A feira-livre pode ser compreendida como uma organização social autônoma (Cruz et al., 2022). Diferentemente das feiras mais recentes, que possuem denominação específica - como feira da agricultura familiar, feira agroecológica, feira ecológica, etc. -, na feira-livre é possível encontrar diferentes sujeitos trabalhando como feirantes. Nela há agricultores familiares, agricultores familiares intermediários, apenas intermediários, comerciantes de alimentos preparados, a exemplo do pastel de feira, além de comerciantes de roupas, adereços e produtos eletrônicos. Em suma, os feirantes são trabalhadores que têm a feira como fonte de renda principal ou complementar.

A feira-livre representa e influencia os hábitos alimentares locais/regionais. Nela é possível encontrar os alimentos padronizados, presentes em quaisquer feiras e supermercados, ao mesmo tempo em que se encontra alimentos exclusivos de cada região e em épocas específicas do ano (Araújo; Ribeiro, 2018b). Isso acontece porque a feira, como um fenômeno social, é atravessada tanto pela globalização, quanto pela memória biocultural do território. Destacamos a importância da compreensão da feira na perspectiva territorial, pois o local e o regional compõem e expressam um determinado território, que não se restringe somente aos limites geográficos.

Apesar das feiras-livres estarem pouco presentes nas estatísticas econômicas - o que faz com que sua relevância seja ignorada ou subdimensionada -, elas atravessam décadas exibindo a “força de costumes vivos na sociedade”, sendo responsáveis por promover “a comunhão do abastecimento com o território”, se reafirmando como um “sistema de abastecimento regular, territorializado e soberano” (Cruz et al., 2022, p. 2).

Para Silva e Borges (2020), a feira-livre é um dos principais meios de comercialização da produção da agricultura familiar brasileira. Ocupando apenas 23% das terras agrícolas do Brasil (CensoAgro, 2017), a agricultura familiar é responsável por garantir a diversidade alimentar no prato da população e preservar os costumes alimentares regionais, fenômenos que podem ser facilmente observados nas feiras-livres.

Nos pequenos municípios, a feira é como um evento semanal (Cruz et al., 2022), manifestação de uma organização desordenada do interesse de quem quer vender e quem quer comprar. Sua existência está preconizada na ação coletiva, pois não existe feira de uma pessoa só. Os estudos sobre as feiras-livres são frequentemente relacionados ao tema do desenvolvimento local, regional ou territorial (Silva; Borges, 2020; Oliveira et al., 2020; Cruz et al., 2022).

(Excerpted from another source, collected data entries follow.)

PR #71276, opened 2026-08-07
Support dynamic metric name prefixes in the metrics registry check

aeroyorch:
The registry check turns each metric name into a template and looks it up in
`metrics_template.yaml`. When the variable comes first there's no static prefix to match
on, so the metric is flagged as missing even though every expansion is registered.

Those names now match on their static suffix, which must start with a dot so it only
aligns at segment boundaries. Nothing else changes.

Related to #69001 and #69007

---

Claude Opus 5 for code planning and testing.

---


aeroyorch:
cc @ephraimbuddy

aeroyorch:
@jason810496 this PR can be closed?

As feiras são responsáveis por geração de ocupação, renda e qualidade de vida, que não se restringem à circunscrição da feira, mas alcançam o comércio local, municípios vizinhos e regiões circunvizinhas, sendo comum que os produtores transitem nas feiras municipais de sua região (Araújo; Ribeiro, 2018a; Pereira; Brito; Pereira, 2018).

A presença na feira permite que os produtores se beneficiem da venda à vista, da redução dos custos de comercialização, da aproximação entre produtor e vendedor, além de possibilitar o acesso à serviços urbanos, pois aproveitam o dia da feira para realizar outras atividades na cidade. Essa integração favorece a distribuição de renda, uma vez que os produtores conseguem ampliar seus rendimentos, retornando seus ganhos para a economia local quando utilizam os serviços e/ou consomem nos comércios da cidade (Silva et al., 2017; Araújo; Ribeiro, 2018b).

As feiras também se apresentam como um importante local de trocas de experiências e conhecimentos, que também se convertem em impacto econômico. Isso porque a troca de conhecimento pode resultar no aprimoramento de uma técnica, ou na apropriação do manejo de um novo produto (Ploeg, 2016; Silva et al., 2017).

A feira-livre é um mercado com representação econômica relevante (Oliveira et al., 2020, Cruz et al., 2022), um espaço de exercício político (Pereira; Brito; Pereira, 2017) e de garantia da segurança alimentar (Ramos et al., 2019), com características ambientalmente mais harmônicas (Contrigiani, 2020). Sua presença representa uma alternativa para o desenvolvimento territorial, contribuindo para a variedade e a melhoria na oferta de alimentos à população urbana (Ploeg, 2016; Silva et al., 2017).

Mas há sempre algo a mais que não se pode capturar do fenômeno da feira. A sociabilidade envolvida no “fazer feira” contempla um fazer do conjunto de pessoas, sujeitos na ação do acontecimento da feira - o produtor faz feira, o feirante faz feira, o consumidor faz feira. Nesse fazer, as relações econômicas e sociais são tecidas e manifestas no próprio fazer, que acontece no cotidiano da feira.

Percurso metodológico

O objeto de estudo desta pesquisa foi a feira-livre do bairro Porto Velho, localizada em Itajubá, sul de Minas Gerais, e teve como foco o espaço da feira e o feirante. A metodologia desta pesquisa foi inspirada no trabalho de Ribeiro (2007), denominado “Feiras do Jequitinhonha: mercados, cultura e trabalho de famílias rurais no semiárido de Minas Gerais”, resultado de anos de pesquisas sobre feiras-livres do Jequitinhonha, que contribuíram para as políticas públicas de desenvolvimento rural na região.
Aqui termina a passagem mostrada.